**Problem description**
Wherever the string "that" turns up in the data, copy the whole line.

**Given records**
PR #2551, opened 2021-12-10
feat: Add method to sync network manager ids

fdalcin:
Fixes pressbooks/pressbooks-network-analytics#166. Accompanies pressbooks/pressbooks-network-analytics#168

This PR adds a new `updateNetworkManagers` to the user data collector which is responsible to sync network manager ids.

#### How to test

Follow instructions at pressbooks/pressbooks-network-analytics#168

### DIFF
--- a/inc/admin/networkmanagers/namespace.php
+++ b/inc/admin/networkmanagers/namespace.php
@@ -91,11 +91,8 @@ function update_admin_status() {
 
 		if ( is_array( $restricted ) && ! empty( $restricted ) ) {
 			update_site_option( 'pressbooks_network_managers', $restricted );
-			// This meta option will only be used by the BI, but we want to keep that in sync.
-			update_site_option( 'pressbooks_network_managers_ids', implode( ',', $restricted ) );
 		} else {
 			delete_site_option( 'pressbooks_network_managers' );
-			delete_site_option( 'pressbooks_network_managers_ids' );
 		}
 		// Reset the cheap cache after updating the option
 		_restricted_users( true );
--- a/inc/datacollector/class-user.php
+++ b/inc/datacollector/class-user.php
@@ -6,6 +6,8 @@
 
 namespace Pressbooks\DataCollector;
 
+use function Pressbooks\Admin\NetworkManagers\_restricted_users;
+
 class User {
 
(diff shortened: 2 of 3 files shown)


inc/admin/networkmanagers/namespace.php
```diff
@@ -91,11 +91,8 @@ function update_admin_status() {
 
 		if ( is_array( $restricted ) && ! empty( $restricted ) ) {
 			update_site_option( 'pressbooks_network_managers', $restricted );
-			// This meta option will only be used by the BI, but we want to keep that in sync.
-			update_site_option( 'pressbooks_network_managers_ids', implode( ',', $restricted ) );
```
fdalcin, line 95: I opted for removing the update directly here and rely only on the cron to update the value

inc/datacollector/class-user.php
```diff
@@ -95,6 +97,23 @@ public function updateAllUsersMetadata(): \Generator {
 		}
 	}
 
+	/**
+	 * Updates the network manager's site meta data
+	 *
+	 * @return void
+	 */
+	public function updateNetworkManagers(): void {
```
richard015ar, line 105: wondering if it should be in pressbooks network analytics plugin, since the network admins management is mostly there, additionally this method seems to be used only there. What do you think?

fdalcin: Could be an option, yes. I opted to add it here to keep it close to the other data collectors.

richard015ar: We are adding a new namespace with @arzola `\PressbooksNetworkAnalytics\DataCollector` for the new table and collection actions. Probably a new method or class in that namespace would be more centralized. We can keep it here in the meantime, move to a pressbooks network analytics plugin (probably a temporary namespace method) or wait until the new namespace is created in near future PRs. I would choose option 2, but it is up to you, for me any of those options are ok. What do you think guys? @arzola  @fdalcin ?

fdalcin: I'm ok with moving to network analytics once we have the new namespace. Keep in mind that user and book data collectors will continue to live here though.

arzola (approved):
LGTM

**Solution to the exercise**
-			// This meta option will only be used by the BI, but we want to keep that in sync.
-			// This meta option will only be used by the BI, but we want to keep that in sync.
richard015ar: We are adding a new namespace with @arzola `\PressbooksNetworkAnalytics\DataCollector` for the new table and collection actions. Probably a new method or class in that namespace would be more centralized. We can keep it here in the meantime, move to a pressbooks network analytics plugin (probably a temporary namespace method) or wait until the new namespace is created in near future PRs. I would choose option 2, but it is up to you, for me any of those options are ok. What do you think guys? @arzola  @fdalcin ?
fdalcin: I'm ok with moving to network analytics once we have the new namespace. Keep in mind that user and book data collectors will continue to live here though.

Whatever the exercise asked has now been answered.